By Abbas Haleem
Chicago’s winter weather may have helped Roosevelt University Wednesday night by cooling off Judson University’s shooters.
The Eagles were overheard complaining about the temperature outside during pregame stretching. It turns out they also couldn’t shake off the cold inside: Judson’s 34 percent shooting from the field led to Roosevelt’s 88-70 victory at the Lillian and Larry Goodman Center on Wabash Avenue.
The Eagles (2-8 in the Chicagoland Collegiate Athletic Conference) had converted 34 three-point shots in their last two games. But with Roosevelt Lakers’ perimeter defense, they made just eight shots beyond the arc.
“That’s a good part of our identity: shooting the three,” Judson coach Joel Cotton said. “That’s going to come and go. Give credit to them and how they defended us. They didn’t give us many open looks.”
The Lakers had 8 steals and 41 rebounds, and they limited Judson to 33 rebounds.
“They’re a really good three-point shooting team, and we kind of took them out of that,” said Lakers guard Jake Ludwig, who had 22 points on 50 percent shooting. “They didn’t really know what to do.”
The Lakers (4-7 in conference) took the lead in the first two minutes and kept it for the rest of the game. Lakers coach Joe Griffin said he told his players at halftime that they “looked like the San Antonio Spurs” with the way they were passing for layups and open shots. The Lakers had 16 assists at the half and 26 overall.

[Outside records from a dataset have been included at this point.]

PR #1027, opened 2023-12-15
Draft: Testing some things that should fail sonar

BryanFauble:


synapseclient/client.py
```diff
@@ -5182,6 +5182,19 @@ def restPUT(
         )
         return self._return_rest_body(response)
 
+    
+
+    def a____sneaky_function_that_should_____Fail_sOnAr(self):
```
thomasyu888, line 5187: 👀👀👀👀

Kevin Priebe and Ludwig, the team’s leading scorer throughout the season, dished six assists each. Roosevelt also had just nine turnovers compared with a season average of 13.8 turnovers per game.
“We haven’t had this year to talk about guys being ball hogs or hunting for shots,” Griffin said. “They’re just really unselfish kids. They care for their teammates. They just want to make the right play, and that was demonstrated tonight.”
Guard Korey Ryan, the team’s three-point specialist, drained 4 of 7 three-point attempts and finished with 17 points. Priebe went 11-14 from the field, making his only three-pointer and finishing with a game and season high of 24 points.
Normally the Lakers are close or down at the half, something Griffin told his players before the tipoff. The game taught the team about the importance of maintaining leads, Griffin said. So far this season, the Lakers scored 110 fewer points than their opponents in the first half and five more than their opponents in the second.
Losing three conference games last week may have led his players to wrongly doubt themselves, he said.